En 2005 llegó al Vaticano con dos gatos, los cuales habían sido salvados por él mismo de las calles de Roma, siendo aún cardenal. No era extraño verle años atrás en la Vía Aurelia curando a un gato herido, dándoles comida o, simplemente, disfrutando viéndoles tomar el sol. Tampoco es el primer Papa en tener gatos; León XIII tenía el suyo llamado ''Micetto''. La fama de amigo de los gatos le viene de lejos a Ratzinger, ya que su hermano contaba que siendo ambos jóvenes sacerdotes el gato del vecino se escapaba todos los días para hacer una visita a Joseph; era un gato negro muy listo que hasta le acompañaba a misa y a sus conferencias. Siendo Purpurado, entraba un día en el Vaticano por el acceso que hay junto a la parroquia de Santa Ana, viniendo de su apartamento en Borgo Pío, siguiéndole una decena de gatos como séquito -le conocían de sobra, pues les solía dar de comer- y mientras él avanzaba caminando, a la vez seguía hablando con ellos; entonces fue interrumpido por un guardia suizo qué, sonriendo le dijo: ''Su eminencia, mire que los gatos están tomando por asalto la Santa Sede''. Y entonces Ratzinger le contestó: ''¡Oh, no creo que sean peligrosos!''. En Roma se decía que no sólo amaba a los gatos, lo curioso es que los gatos también le querían a él. La señora Agnes Heindl, la alemana que cocina para Benedicto XVI a diario comentó al ser preguntada por el amor del Papa a los animales: "ama a los gatos, los acaricia, y los tiene en brazos.
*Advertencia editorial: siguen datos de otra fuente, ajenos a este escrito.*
PR #557, opened 2020-02-03
FIX: validate enum strings

tacaswell:
There are limits to both the length of the enum strings and the number
of enum
entries (https://github.com/epics-base/epics-base/blob/d0c4cc0cec8d31b88ee480d2d7f007f17cf0cdbf/modules/ca/src/client/db_access.h#L38-L40)
which we do have encoded in `_constants.py` and respect on sending the
value out, but we should reject invalid values being sent on the way in.

### DIFF
--- a/caproto/_data.py
+++ b/caproto/_data.py
@@ -714,10 +714,10 @@ class ChannelEnum(ChannelData):
     @staticmethod
     def _validate_enum_strings(enum_strings):
         if any(len(es) >= MAX_ENUM_STRING_SIZE for es in enum_strings):
-            over_lenth = tuple(f'{es}: {len(es)}' for es in enum_strings if
-                               len(es) >= MAX_ENUM_STRING_SIZE)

Parece que con él siempre están a gusto"... Sus gatos siempre han estado con él, en Roma, en el Vaticano o en Castel Gandolfo. Sus próximos sabían muy bien que su relación con ellos no era negociable.

Con sus hermanos Georg y María (1930)


El pequeño Joseph con su gatito


Junto a su hermana María al lado de la estatua de un gato


Acariciando el gato de un niño en una audiencia



Con otros felinos de mayor tamaño 

Viaje Apostólico a Reino Unido (2010) Saludando a Pushkin, un gato negro que 
pertenecía al P. Anton Gusiel del Oratorio de San Felipe Neri de Birmingham.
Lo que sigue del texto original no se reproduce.